(Stored data entries)
-- Opening Marker --
PR #393, opened 2023-08-15
Improvements to 2.1.2 release notes

DomGarguilo:
This PR:
* changes the note about the manager page changes in the monitor
* makes sure all bullet points have a period at the end
* slightly adjusts some misc. wordage


ctubbsii:
The discussion Ed was referring to wasn't a public discussion... just me privately expressing my opinion that I think updates to draft release notes don't really need a PR. As long as it's properly marked as draft, and doesn't break the website, I think updating its content is something you can just lean on the "commit then review" mindset more than the "PR just in case" mindset. You can still create PRs if you want... but the draft release notes are going to receive a bunch of updates/polishing/review before the draft label gets removed anyway. So, unless you want somebody to specifically check your wording for technical correctness, it's probably not a problem to just commit it directly.

PR #2, opened 2022-12-28
MRD improved analysis and automatic notebook

kenissur:


ugvc/mrd/mrd_utils.py
```diff
@@ -80,6 +80,17 @@ def _get_hmer_length(ref: str, left_motif: str, right_motif: str):
     return x[np.argmax(x[:, 1].cumsum() >= left_motif_len + 1), 1]
 
 
+def _safe_tabix_index(vcf_file: str):
+    try:
+        pysam.tabix_index(vcf_file, preset="vcf", force=True)  # make sure vcf is indexed
+        if (not os.path.isfile(vcf_file)) and os.path.isfile(vcf_file + ".gz"):  # was compressed by tabix
+            vcf_file = vcf_file + ".gz"
```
-- Closing Marker --
- _Work order_: Your answer must be the line that contains "PR #2, opened 2022-12-28" and every line after it to the end of the records, reproduced exactly.

- _Response_:
PR #2, opened 2022-12-28
MRD improved analysis and automatic notebook

kenissur:


ugvc/mrd/mrd_utils.py
```diff
@@ -80,6 +80,17 @@ def _get_hmer_length(ref: str, left_motif: str, right_motif: str):
     return x[np.argmax(x[:, 1].cumsum() >= left_motif_len + 1), 1]
 
 
+def _safe_tabix_index(vcf_file: str):
+    try:
+        pysam.tabix_index(vcf_file, preset="vcf", force=True)  # make sure vcf is indexed
+        if (not os.path.isfile(vcf_file)) and os.path.isfile(vcf_file + ".gz"):  # was compressed by tabix
+            vcf_file = vcf_file + ".gz"
```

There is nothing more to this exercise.